No entanto, o Poder Judiciário Paulista vem se manifestando de modo conservador a respeito da matéria, afastando esses argumentos acima elencados, todos de cunho constitucional, sendo a maioria prevista de forma expressa na Constituição Federal.
Mas por outro lado, também existe decisão exemplar por parte do Judiciário Mineiro, concedida em sede liminar e confirmada pelo TRF da 1ª Região, que na apreciação dos mesmos argumentos refutados pela Justiça Federal de São Paulo, entendeu-se pelo afastamento in limine dessa nova contribuição (5) . Vejamos este trecho:
Afiguram-se-se plausíveis, portanto, as alegações da impetrante voltadas para a ocorrência de ofensa à igualdade tributária e à livre concorrência, na medida em que, após as alterações introduzidas pela Lei 12.844/2013, tornou-se possível que duas pessoas jurídicas que atuem em um mesmo ramo de atividade empresarial/comercial, com faturamento absolutamente idêntico e folhas de pagamento igualmente idênticas, sejam tributadas de forma diferenciada, isso porque uma delas tem como atividade principal alguma daquelas enquadradas nos grupos de CNAE elencados no artigo 7º, enquanto a outra exerça essa mesma atividade em caráter secundário, não como atividade principal. (grifo nosso).
3. Síntese conclusiva.
Verifica-se, assim, que a questão atinente à constitucionalidade desta exação encontra-se indefinida no Poder Judiciário, mas com viés de ser reconhecida a sua inconstitucionalidade, ainda, que diante da aplicação da regra hermenêutica de interpretação conforme à Constituição (art. 28 da Lei 9.868/1999), para retirar a sujeição obrigatória a este regime de tributação, quando prejudicial à empresa.

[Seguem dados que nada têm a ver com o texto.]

PR #1621, opened 2026-08-26
fix(slack): keep activity status alive during long tool calls

### LINKED ISSUE #1262: Slack activity status expires during long-running tool calls
## Description

The Slack agent activity indicator disappears while an agent is still working on a long-running tool call.

Slack automatically clears `assistant.threads.setStatus` after two minutes without a new message or status update. Open-Inspect currently updates the status when a tool call starts but does not refresh it while that tool remains active.

This commonly occurs when an agent:

1. Starts a long-running process, such as generating embeddings.
2. Runs a long `sleep` command while waiting for that process.
3. Produces no further tool-call events for more than two minutes.

The agent and sandbox remain active, but Slack stops showing the working status.

## Steps to reproduce

1. Start an agent session from Slack.
2. Have the agent execute a command that takes longer than two minutes:

   ```bash
   sleep 600
   ```

3. Observe the `Working...` indicator in Slack.
4. Wait for two minutes without another tool call or agent response.

## Actual behavior

The Slack activity indicator disappears after approximately two minutes, even though the agent is still processing the request.

## Expected behavior

The activity indicator should remain visible for the duration of the active agent execution and clear when the execution completes, fails, or is cancelled.

## Cause

Tool-call notifications are delivered once per call ID and do not provide a periodic refresh:

- [`CallbackNotificationService.notifyToolCall`](https://github.com/ColeMurray/background-agents/blob/68606602d2ddd54979e8e5a7b72e716d93fd1008/packages/control-plane/src/session/callback-notification-service.ts#L322-L345)
- [`setAssistantThreadStatusBestEffort`](https://github.com/ColeMurray/background-agents/blob/68606602d2ddd54979e8e5a7b72e716d93fd1008/packages/slack-bot/src/activity-status.ts#L227-L262)

Slack documents a two-minute timeout for this status:

https://docs.slack.dev/reference/methods/assistant.threads.setStatus/

## Suggested direction

Refresh the Slack status periodically while a Slack-originated message remains in the processing state, at an interval safely below two minutes, such as every 60–90 seconds.

The refresh should stop when the execution completes, fails, or is cancelled.

hydraxman:
## Summary
- refresh Slack assistant-thread activity every 90 seconds while a Slack message is still processing
- use the persisted Durable Object alarm and a signed callback so refreshes survive runtime eviction without affecting other message sources
- stop re-arming automatically once the processing message completes, fails, or is cancelled

## Problem
Slack expires `assistant.threads.setStatus` after two minutes without an update. A quiet tool call longer than that leaves the agent running while its visible working status disappears.

## Testing
- `npm test -w @open-inspect/control-plane` — 3,194 passed
- `npm test -w @open-inspect/slack-bot` — 422 passed
- `npm run typecheck -w @open-inspect/control-plane` — passed
- `npm run typecheck -w @open-inspect/slack-bot` — passed
- `npm run lint -w @open-inspect/control-plane` — passed
- `npm run lint -w @open-inspect/slack-bot` — passed
- `npm run build -w @open-inspect/control-plane` — passed
- `npm run build -w @open-inspect/slack-bot` — passed

Fixes #1262

## Summary by CodeRabbit

* **New Features**
  * Slack assistant threads now remain marked as “Working…” while responses are processing.
  * Added automatic activity heartbeats approximately every 90 seconds.
  * Added signed callback handling to securely refresh Slack activity status.

* **Bug Fixes**
  * Activity refreshes continue through transient delivery failures.
  * Non-Slack and completed activities are excluded from unnecessary refreshes.
  * Invalid, expired, or future-dated callback requests are rejected.

* **Telemetry**
  * Added dedicated tracking for assistant activity heartbeat updates.

### DIFF
--- a/packages/control-plane/src/session/alarm/handler.ts
+++ b/packages/control-plane/src/session/alarm/handler.ts
@@ -55,6 +55,7 @@ export function createAlarmHandler(deps: AlarmHandlerDeps): AlarmHandler {
       // already failed (by lifecycle recovery or a prior alarm),
       // getProcessingMessageWithStartedAt() returns null.
       const processing = deps.repository.getProcessingMessageWithStartedAt();
+      let activityMessageId: string | null = null;
       if (processing?.started_at) {
         const now = deps.now();
         const executionTimeoutMs = deps.getExecutionTimeoutMs();
@@ -73,16 +74,11 @@ export function createAlarmHandler(deps: AlarmHandlerDeps): AlarmHandler {
           await deps.messageQueue.failStuckProcessingMessage();
         } else {
           // An earlier lifecycle or activity alarm has consumed the Durable
-          // Object's single alarm slot. Reassert the execution deadline first,
-          // then schedule another Slack refresh only when this message owns a
-          // valid Slack callback.
+          // Object's single alarm slot. Reassert the execution deadline first;
+          // a non-terminal lifecycle result below may then schedule another
+          // Slack refresh when this message owns a valid callback.
           await deps.alarmScheduler.schedule(processing.started_at + executionTimeoutMs);
-          const continueActivityHeartbeat = await deps.callbackService.notifyActivityHeartbeat(
-            processing.id
-          );
-          if (continueActivityHeartbeat) {
-            await deps.alarmScheduler.schedule(now + SLACK_ACTIVITY_HEARTBEAT_INTERVAL_MS);
-          }
+          activityMessageId = processing.id;
         }
       }
 
@@ -92,6 +88,13 @@ export function createAlarmHandler(deps: AlarmHandlerDeps): AlarmHandler {
       }
       if (lifecycleResult === "sandbox_terminated") {
         await deps.executionStop.resumeAfterSandboxTermination();
+      }
+      if (lifecycleResult === "no_action" && activityMessageId) {
+        const continueActivityHeartbeat =
+          await deps.callbackService.notifyActivityHeartbeat(activityMessageId);
+        if (continueActivityHeartbeat) {
+          await deps.alarmScheduler.schedule(deps.now() + SLACK_ACTIVITY_HEARTBEAT_INTERVAL_MS);
+        }
       }
       if (projectionFailure) throw projectionFailure.error;
     },
--- a/packages/control-plane/src/session/alarm/handler.ts
+++ b/packages/control-plane/src/session/alarm/handler.ts
@@ -92,7 +92,8 @@ export function createAlarmHandler(deps: AlarmHandlerDeps): AlarmHandler {
       if (lifecycleResult === "no_action" && activityMessageId) {
         const continueActivityHeartbeat =
           await deps.callbackService.notifyActivityHeartbeat(activityMessageId);
-        if (continueActivityHeartbeat) {
+        const stillProcessing = deps.repository.getProcessingMessageWithStartedAt();
+        if (continueActivityHeartbeat && stillProcessing?.id === activityMessageId) {
           await deps.alarmScheduler.schedule(deps.now() + SLACK_ACTIVITY_HEARTBEAT_INTERVAL_MS);
         }
       }
--- a/packages/control-plane/src/session/alarm/handler.ts
+++ b/packages/control-plane/src/session/alarm/handler.ts
@@ -6,6 +6,8 @@ import type { SessionMessageQueue } from "../message-queue";
 import type { ExecutionStopCoordinator } from "../execution-stop-coordinator";
 import type { MessageRepository } from "../message-repository";
 import type { SessionTerminalMessageProjection } from "../terminal-message-projection";
+import type { CallbackNotificationService } from "../callback-notification-service";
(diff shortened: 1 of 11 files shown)


packages/control-plane/src/session/alarm/handler.ts
```diff
@@ -58,10 +61,17 @@ export function createAlarmHandler(deps: AlarmHandlerDeps): AlarmHandler {
...
+          // An earlier lifecycle or activity alarm has consumed the Durable
+          // Object's single alarm slot. Reassert the execution deadline first,
+          // then schedule another Slack refresh only when this message owns a
+          // valid Slack callback.
           await deps.alarmScheduler.schedule(processing.started_at + executionTimeoutMs);
+          const continueActivityHeartbeat = await deps.callbackService.notifyActivityHeartbeat(
+            processing.id
+          );
+          if (continueActivityHeartbeat) {
+            await deps.alarmScheduler.schedule(now + SLACK_ACTIVITY_HEARTBEAT_INTERVAL_MS);
```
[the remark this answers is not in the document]
hydraxman: Fixed in bddee490. The handler now evaluates the lifecycle result before sending or re-arming activity and only refreshes on `no_action`. A regression test covers a processing message whose alarm returns `sandbox_failed`; the callback is not invoked and the message is failed. Focused alarm tests pass (9/9), and the full control-plane suite passes (3,195 tests).

packages/control-plane/src/session/callback-notification-service.ts
```diff
@@ -333,6 +333,90 @@ export class CallbackNotificationService {
...
+    try {
+      sessionId = this.getSessionId();
+      const callbackData = {
+        sessionId,
+        messageId,
+        timestamp: Date.now(),
+        context,
+      };
+      const signature = await this.signPayload(callbackData, secret);
+      const response = await binding.fetch("https://internal/callbacks/activity", {
```
ColeMurray: [Automated Review] This unbounded service-binding fetch runs inside the shared Durable Object alarm path. If it never settles, `createAlarmHandler` never reaches the re-arm in `handler.ts`, so the current alarm invocation can also prevent later execution-timeout and lifecycle work from running. Please bound the attempt with an `AbortSignal` (or reuse the existing 10-second `deliverWithRetry` policy), still allow the next heartbeat to be scheduled after a timeout, and add a deferred fetch test proving the alarm completes when the binding never resolves.

packages/control-plane/src/session/alarm/handler.ts
```diff
@@ -72,6 +78,13 @@ export function createAlarmHandler(deps: AlarmHandlerDeps): AlarmHandler {
       if (lifecycleResult === "sandbox_terminated") {
         await deps.messageQueue.resumeAfterSandboxTermination();
       }
+      if (lifecycleResult === "no_action" && activityMessageId) {
```
ColeMurray, line 92: [Automated Review] This branch relies on `activityMessageId` captured before several awaits. A completion event can interleave, mark that message terminal, and this path will still send a heartbeat and schedule another because neither `notifyActivityHeartbeat` nor the re-arm revalidates `processing`. Since `/callbacks/activity` returns before its `waitUntil(setStatus)` work finishes, the late update can also restore `Working...` after the completion reply cleared it. Please re-read that the same message remains processing immediately before delivery and again before re-arming, with a deferred completion-interleaving test.

packages/control-plane/src/session/callback-notification-service.ts
hydraxman: Fixed in 853190ae. Activity delivery now uses the existing bounded callback retry path with an AbortSignal on each attempt, and the regression test holds the service binding open until both attempts time out while proving the alarm path settles.

packages/control-plane/src/session/alarm/handler.ts
hydraxman: Fixed in 853190ae. The heartbeat now verifies that the same message is still processing immediately before delivery, and the alarm handler verifies it again after delivery before re-arming. A deferred-delivery regression completes the message mid-callback and proves no heartbeat alarm is scheduled afterward.

packages/slack-bot/src/callbacks.ts
```diff
@@ -39,6 +43,14 @@ const completionCallbackSchema = z.looseObject({
   context: slackCallbackContextSchema,
 });
 
+const activityCallbackSchema = z.looseObject({
+  sessionId: z.string(),
+  messageId: z.string(),
+  timestamp: z.number(),
```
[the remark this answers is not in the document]
hydraxman: Fixed in 8848247b. The activity route now verifies the signed heartbeat timestamp is within a five-minute clock-skew window before scheduling any Slack status update, rejecting stale and far-future callbacks with 401. Deterministic RED/GREEN coverage proves both directions are rejected without calling Slack; the full Slack bot suite passes (436 tests), along with workspace typecheck and formatting.

ColeMurray:
thanks! superseded by: https://github.com/ColeMurray/background-agents/pull/1867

Portanto, até que sobrevenha pronunciamento definitivo no STF, as empresas prejudicadas por este novo regime de tributação, e que se encontram obrigadas ao seu recolhimento, terão fortes e consistentes argumentos jurídicos para buscar o direito de permanecerem recolhendo sobre a folha de salários, assim como muitas outras empresas continuam fazendo.
4. Referências e notas
- Dados contidos nos processos n.(s) 0000473-16.2014.4.03.6130 e 0002862-71.2014.4.03.6130, da JFSP.

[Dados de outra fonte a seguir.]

PR #1657, opened 2026-08-28
perf(control-plane): put automation instructions before the event context block

24601:
## Summary

- Automation prompts put the per-event context block before the instructions, so the static half of the prompt never sits at a stable offset.
- Routes both composition sites through one helper and puts instructions first by default.
- `AUTOMATION_INSTRUCTIONS_FIRST="false"` restores the previous ordering.

## Problem

`scheduler.ts` composed event-triggered automation prompts like this:

```js
`${event.contextBlock}\n---\n\n${automation.instructions}`
```

`contextBlock` is described in `shared/src/triggers/types.ts` as "Human-readable context prepended to automation instructions", so the ordering is intended rather than accidental.

An automation's `instructions` are the same on every run. The event context differs each time — PR number, actor, payload. Provider prompt caches match byte-identical leading spans, so a variable prefix keeps the instructions off the cache boundary and every run pays full input price for them.

The instruction bodies are large enough for this to matter. Three automations in my deployment carry 5.5k, 11k and 15k characters of instructions, re-sent uncached on every event.

Composed prompt head, two events for the same automation:

```
before                          after
──────────────────────────      ──────────────────────────
Slack thread #eng-1204...       You are the review agent...
---                             ---
You are the review agent...     Slack thread #eng-1204...

Slack thread #eng-1207...       You are the review agent...
---                             ---
You are the review agent...     Slack thread #eng-1207...
```

The shared leading span is empty on the left and the whole instruction body on the right.

## Change

`composeAutomationPrompt(env, contextBlock, instructions)` is now the single composition point for both paths: the plain event path and the Slack path that enriches the context block with thread history. The second one built its prompt inline and is easy to miss when grepping for the variable name.

The separator is unchanged, and the opt-out branch is character-identical to the previous line.

## Testing

```
npm run lint                                  exit 0
npm run typecheck                             clean
npm test -w @open-inspect/control-plane       3334 passed
```

The flag is declared as `automation_instructions_first` (bool, default `true`) in `terraform/environments/production/variables.tf` and bound as a plain-text worker var with `tostring()`, following `UNSAFE_ALLOW_ALL_USERS`.

Four new tests in `compose-automation-prompt.test.ts` cover the default, the opt-out, unrecognised flag values falling back to the default, and the property the change exists for: two events with different context produce the same leading span. Three existing Slack assertions in `scheduler.test.ts` encoded the old order and now assert the new one.

These tests exercise the helper directly. They do not cover the scheduler path end to end, so they would stay green if `startInvocation` stopped passing `this.env`, and they do not verify the production binding. Building that seam looked heavier than this change warrants.

## What I have not measured

I verified the ordering and the composed output. I have not measured a cache-hit rate or a token-cost delta, because my sessions route through a gateway that does not report per-request cache hits, I will likely attempt to measure this at some point. Until then, the reasoning above is about how prefix caching works, not an observed saving. If you have a deployment that reports cache hits, that number would be worth having before this merges.

I also haven't formally been able to verify the impact this ordering change has on quality/performance/output from the LLM/Agents. Anecdotally, it has been transparent to me, but if you have eval baselines you use we can run this against, that's really going to be the proper way to measure that. 

## One thing this does not reorder

On the Slack path, `appendSlackSessionInstructions` appends workspace-level instructions after composition, so that static text still trails the dynamic context block. Moving it would change that function's contract, which felt out of scope here. Worth a follow-up if the ordering matters to you.

## Draft

Opened as a draft. Happy to rename the flag, move it to a per-automation column instead of a deployment env var, or drop the flag and swap the order outright if you would rather not carry the configuration.

## Summary by CodeRabbit

* **New Features**
  * Event-triggered automations now place instructions before event context by default, improving prompt clarity.
  * Added a configuration option to restore context-first ordering when needed.
  * Slack-based automation runs now follow the same prompt ordering behavior.

* **Tests**
  * Added coverage for default and configurable prompt ordering across event and Slack contexts.

### DIFF
--- a/packages/control-plane/src/scheduler/compose-automation-prompt.test.ts
+++ b/packages/control-plane/src/scheduler/compose-automation-prompt.test.ts
@@ -1,0 +1,35 @@
+import { describe, expect, it } from "vitest";
+import { composeAutomationPrompt } from "./scheduler";
+import type { Env } from "../types";
+
+const env = (value?: string) => ({ AUTOMATION_INSTRUCTIONS_FIRST: value }) as unknown as Env;
+
+describe("composeAutomationPrompt", () => {
+  it("puts instructions first by default", () => {
+    expect(composeAutomationPrompt(env(undefined), "CTX", "INSTRUCTIONS")).toBe(
+      "INSTRUCTIONS\n---\n\nCTX"
+    );
+  });
+
+  it("keeps the same leading span when only the context changes", () => {
+    const a = composeAutomationPrompt(env(undefined), "event one", "INSTRUCTIONS");
+    const b = composeAutomationPrompt(env(undefined), "event two", "INSTRUCTIONS");
+    const shared = "INSTRUCTIONS\n---\n\n".length;
+    expect(a.slice(0, shared)).toBe(b.slice(0, shared));
+  });
+
+  it('restores context-first ordering when the flag is "false"', () => {
+    expect(composeAutomationPrompt(env("false"), "CTX", "INSTRUCTIONS")).toBe(
+      "CTX\n---\n\nINSTRUCTIONS"
+    );
+  });
+
+  it("treats any other value as the default", () => {
+    expect(composeAutomationPrompt(env("true"), "CTX", "INSTRUCTIONS")).toBe(
+      "INSTRUCTIONS\n---\n\nCTX"
+    );
+    expect(composeAutomationPrompt(env(""), "CTX", "INSTRUCTIONS")).toBe(
+      "INSTRUCTIONS\n---\n\nCTX"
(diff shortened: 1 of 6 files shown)


24601:
Oh, @coderabbit, "slop"? Them be fightin' words, clanker! 

Yeah, I used claude code, bro, what's it to you, code bunny? 

j/k

ColeMurray:
this looks good. i think we can remove the flag and have this be the default as from a prompt caching perspective it makes more sense.

ColeMurray:
thanks!

superseded by https://github.com/ColeMurray/background-agents/pull/1667

PR #1685, opened 2026-08-31
Close out a review whose session died before it could

OjasMor:
## Summary

The github-bot writes a `pending` commit status when a review starts; the agent writes the terminal one when it finishes. A session killed by a supervisor timeout runs no code of its own, so it writes **neither** — and `pending` is indistinguishable from a review still running, so the check never resolves and any merge rule keyed on it waits forever.

Observed today on AITaaS #2181: session `151ee214…` ended at 13:33:34 with `"Execution timed out (stuck processing)"`, and the `open-inspect` status was still "Review in progress" at 17:05 — three and a half hours later. open-inspect itself was healthy throughout; it reviewed #2194, #2193, #2190, #2188 and #2182 successfully in the same window. A bot-level liveness check would have been green through the whole incident, which is why this is fixed per-review rather than per-bot.

Every existing close-out is agent-driven — `prompts.ts` instructs the agent to post one before it exits — which is precisely what a killed sandbox cannot do. This closes out from the control plane instead, which already knows the session went terminal, already holds the GitHub App credentials, and already runs a per-minute reaper over the same table. **No new service binding, secret, cron trigger or migration.**

## What it does

`closeOutDeadReviewSessions` runs from the existing minute cron, after `reapSupersededReviewSessions`, and posts `state: error` / `context: open-inspect` / `"Review did not run — push again to retry"` against the row's `head_sha`, then drops the row.

Two conditions, because a session fails in two ways that look different from outside:

- its session status is `failed` or `cancelled`, or
- the row sat past `REVIEW_STALE_PENDING_MS` (20 min) without reaching either.

The second is the case the first cannot cover: a runtime that dies before recording anything leaves a row no status transition will ever resolve. Twenty minutes is set against measured healthy reviews, which ran 100–620 s of active time on 2026-08-31.

## Boundaries

- **Superseded rows stay the reaper's job.** It cancels the session first, and doing both in one tick would post twice for one head — hence the `generation = latest_generation` predicate and the ordering in the cron.
- **An unexpired submission lease defers**, for the same reason `cancelStaleReviewSession` defers: the holder is mid-GitHub-write and a status posted now would race the verdict it is about to publish. The row is retried once the lease lapses.
- **A failed write retains the row** so the next tick retries. A 422 does not — a force-push left no commit to describe.
- **No-ops entirely** when the GitHub App is unconfigured.

`REVIEW_STATUS_CONTEXT` moves to `@open-inspect/shared`. Two workers now write this status, and a copy in each package is a string that can drift silently — the symptom being a PR carrying two `open-inspect` statuses with one of them pending forever. github-bot re-exports it, so its existing importers are unchanged.

## Testing

Six new cases in `github-reviews.test.ts` covering both conditions, the lease deferral, the retained-on-failure path, the 422 path, and the unconfigured no-op.

`lint`, `format:check` and `typecheck` are clean. Backend suites pass (control-plane 3470 tests). The 38 failures in `packages/web` are pre-existing and unrelated — verified by running them on a clean `origin/main` tree, where they fail identically.

Filed as COD-696.

## Summary by CodeRabbit

* **New Features**
  * Added personal access tokens with creation, expiration, listing, one-time display, and revocation.
  * Added a read-only MCP server for inspecting sessions and automation runs.
  * Expanded GitHub reviews to support reopened, synchronized, and ready-for-review pull requests, with commit statuses and supersession handling.
  * Added operator session archiving with paginated processing.
  * Added an onboarding guide for deploying Open-Inspect instances.
* **Bug Fixes**
  * Improved OAuth credential cleanup and OpenAI subscription fallback behavior.
* **Documentation**
  * Updated setup, permissions, secrets, model, GitHub review, and MCP documentation.


OjasMor:
Opened against the wrong fork by mistake — this belongs on opencodos/background-agents. Closing; no review needed.

PR #1804, opened 2026-09-06
ci: support Actions variables for non-secret deployment config

csaroff:
## Summary

Allow existing non-secret deployment settings to live in GitHub Actions **Variables**, while keeping credentials in **Secrets** and preserving existing secret-only deployments.

Today most deployment settings—including account IDs, feature flags, provider configuration, and branding—must be stored as secrets. That makes ordinary configuration write-only in the GitHub UI and masks it in deployment logs. The workflows already use `vars.CLASSIFICATION_MODEL`; this extends that distinction to the other existing non-secret settings.

## Changes

- Resolve 45 existing configuration names as `vars.NAME || secrets.NAME`, preserving each existing default where present.
- Apply the same resolution to Terraform plan and apply, R2 backend account selection, and the Vercel deployment gate/environment.
- Pass configuration consumed by shell commands through environment bindings rather than interpolating variable values into shell source.
- Document which settings can use Variables, how to bulk-upload them with `gh variable set`, and how fallback/migration works.

## Compatibility and scope

- Existing secret-only deployments require no changes.
- A non-empty variable takes precedence over the same-named secret. An empty variable falls back to the secret; it does not clear it.
- `false` and `0` are non-empty strings in Actions variables and retain their intended values.
- API credentials, OAuth client secrets, signing/private/encryption keys, R2 credentials, and both Modal token fields remain secret-only.
- Allowlists may still be kept in secrets when operators prefer masking personal information in logs.
- `CLASSIFICATION_MODEL` retains its existing variable-only behavior.
- No new Terraform inputs, provider behavior, branding assets, or sandbox image changes.

## Validation

- [x] `actionlint -shellcheck= .github/workflows/terraform.yml .github/workflows/deploy-web.yml`
- [x] Prettier check for both workflows and both documentation files
- [x] `git diff --check`
- [x] Local verification using `@actions/expressions`: 744 checks across all updated expression occurrences, covering variable precedence, secret fallback, empty/missing values, defaults, `false`, `0`, whitespace, and shell-like strings
- [x] Parsed-YAML checks for plan/apply environment parity, documented variable coverage, and credential isolation
- [x] Executed the Vercel gate with six configuration cases and both R2 initialization commands against a stub Terraform executable

The expression and shell checks were run from a temporary validation harness; no new runtime dependencies were added. Full application suites and a live deployment were not run for this workflow/documentation-only PR. GitHub CI will provide the repository checks.

Compare: https://github.com/ColeMurray/background-agents/compare/main...csaroff:background-agents:feat-actions-config-variables?expand=1

## Summary by CodeRabbit

- **Documentation**
  - Updated CI/CD setup guidance to distinguish non-sensitive configuration variables from credential secrets.
  - Documented configuration precedence: repository or organization variable, same-named secret, then existing default.
  - Added instructions for bulk-uploading variables with the GitHub CLI.
  - Clarified that secret-only deployments remain supported.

- Observa Hugo de Brito Machado, ao tratar sobre a “Função das contribuições sociais”, que: “A função das contribuições sociais, em face da vigente Constituição, decididamente não é a de suprir o Tesouro Nacional de recursos financeiros.” (grifo nosso). (Curso de direito constitucional tributário, Malheiros, 2012, p. 174-175).

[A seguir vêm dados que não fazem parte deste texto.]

PR #1806, opened 2026-09-06
fix: retry webhook deliveries that failed to enqueue Autofix

benandbalto:
When `AUTOFIX_QUEUE.send` fails, the webhook previously returned 200 and finalized its delivery marker despite never enqueueing the revision. Return 503 and clear the receipt so the sender can retry. If KV cleanup also fails, keep the processing lease retryable (503) until it expires, instead of acknowledging it as completed.

Successfully processed duplicates still return 200. Other handling is intentionally deferred on an enqueue failure so the retry can process the complete delivery.

Validation: all 147 GitHub-bot tests pass, including queue failure with successful and failed KV cleanup. Independently reviewed with Claude Sonnet 5.

## Summary by CodeRabbit

- **Bug Fixes**
  - Webhook deliveries that are still being processed now return a retryable error instead of being acknowledged as duplicates.
  - Failed autofix queueing now allows the same delivery to be retried safely.
  - Failed deliveries return HTTP 503 and avoid forwarding incomplete events.

- **Tests**
  - Added coverage for queueing failures, retry behavior, and cleanup failures.

### DIFF
--- a/packages/github-bot/src/index.ts
+++ b/packages/github-bot/src/index.ts
@@ -73,6 +73,11 @@ app.post("/webhooks/github", async (c) => {
         event_type: event,
         dedupe_status: existing,
       });
+      // A processing lease is not proof of durable delivery. Retry after it
+      // completes or expires, including when failed-delivery cleanup lost KV.
+      if (existing === DELIVERY_STATUS_PROCESSING) {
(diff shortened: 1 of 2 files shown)


ColeMurray (changes requested):
-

- Tércio Sampaio Ferraz Júnior, analisando esta questão em relação aos impostos aponta que: “(...) haverá inconstitucionalidade por desvio de finalidade quando e se a lei instituidora do imposto pretender alcançar objetivo diverso do que lhe é dado pela norma constitucional atribuidora de competência, com o fito de provocar finalidade prevista para outro tipo de tributo", (grifo nosso) (Direito Constitucional: liberdade de fumar, privacidade, estado, direitos humanos e outros temas. São Paulo: Manole, 2007, p. 364).
- Neste mesmo sentido, Celso Antonio Bandeira de Mello, observa que: "Em rigor, o princípio da finalidade não é uma decorrência do princípio da legalidade. É mais do que isto: é uma inerência dele; está nele contido, pois corresponde à aplicação da lei tal qual é; ou seja, na conformidade de sua razão de ser, do objetivo em vista do qual foi editada. (...). Por isso se pode dizer que tomar uma lei como suporte para a prática de ato desconforme sua finalidade não é aplicar a lei; é desvirtuá-la, é burlar a lei sob o pretexto de cumpri-la. Daí por que os atos incursos neste vício - denominado 'desvio de poder' ou 'desvio de finalidade' - são nulos. Quem desatende o fim legal, desatende a própria lei.” (grifo nosso). (Curso de Direito Administrativo, 13ª ed., Malheiros, 2000, p. 77).
- Processo n. 0015644-73.2014.4.01.3800, da JFMG.